* Exercise
From the entries, filter out every line that lacks "versions" and copy the rest.

[Input data — start]

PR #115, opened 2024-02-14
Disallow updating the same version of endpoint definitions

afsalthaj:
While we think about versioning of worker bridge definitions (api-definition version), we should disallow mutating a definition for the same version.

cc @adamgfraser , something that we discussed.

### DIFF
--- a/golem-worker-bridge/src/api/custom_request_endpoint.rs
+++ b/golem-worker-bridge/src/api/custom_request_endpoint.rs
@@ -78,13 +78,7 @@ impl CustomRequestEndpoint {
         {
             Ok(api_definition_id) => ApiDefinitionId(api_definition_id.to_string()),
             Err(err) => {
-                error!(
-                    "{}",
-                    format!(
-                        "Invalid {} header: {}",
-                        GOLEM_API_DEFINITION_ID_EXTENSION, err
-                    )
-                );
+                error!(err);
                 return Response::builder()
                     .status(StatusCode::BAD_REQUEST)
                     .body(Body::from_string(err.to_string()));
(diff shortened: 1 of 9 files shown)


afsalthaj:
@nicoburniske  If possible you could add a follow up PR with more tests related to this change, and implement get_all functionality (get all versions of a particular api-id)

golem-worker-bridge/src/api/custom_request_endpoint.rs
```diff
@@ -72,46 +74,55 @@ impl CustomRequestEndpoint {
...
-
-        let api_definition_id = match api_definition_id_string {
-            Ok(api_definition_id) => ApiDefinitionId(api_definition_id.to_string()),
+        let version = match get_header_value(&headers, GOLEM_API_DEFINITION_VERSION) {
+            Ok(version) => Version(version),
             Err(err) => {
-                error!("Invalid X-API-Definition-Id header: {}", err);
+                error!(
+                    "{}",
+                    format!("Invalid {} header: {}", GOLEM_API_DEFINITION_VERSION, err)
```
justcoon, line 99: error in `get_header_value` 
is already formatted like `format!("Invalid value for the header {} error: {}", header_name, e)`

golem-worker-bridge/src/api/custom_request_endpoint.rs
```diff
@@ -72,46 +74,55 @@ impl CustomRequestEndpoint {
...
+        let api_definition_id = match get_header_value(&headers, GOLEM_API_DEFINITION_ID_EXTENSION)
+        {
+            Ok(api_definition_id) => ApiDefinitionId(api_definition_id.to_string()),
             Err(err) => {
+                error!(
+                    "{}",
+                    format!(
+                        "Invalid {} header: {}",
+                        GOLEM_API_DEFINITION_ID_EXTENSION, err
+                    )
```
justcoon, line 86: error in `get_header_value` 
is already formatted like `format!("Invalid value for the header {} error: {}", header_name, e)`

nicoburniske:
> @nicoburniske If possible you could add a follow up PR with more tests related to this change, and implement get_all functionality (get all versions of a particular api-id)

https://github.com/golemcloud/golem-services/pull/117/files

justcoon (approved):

[Input data — finish]

* Response to the task
@nicoburniske  If possible you could add a follow up PR with more tests related to this change, and implement get_all functionality (get all versions of a particular api-id)
> @nicoburniske If possible you could add a follow up PR with more tests related to this change, and implement get_all functionality (get all versions of a particular api-id)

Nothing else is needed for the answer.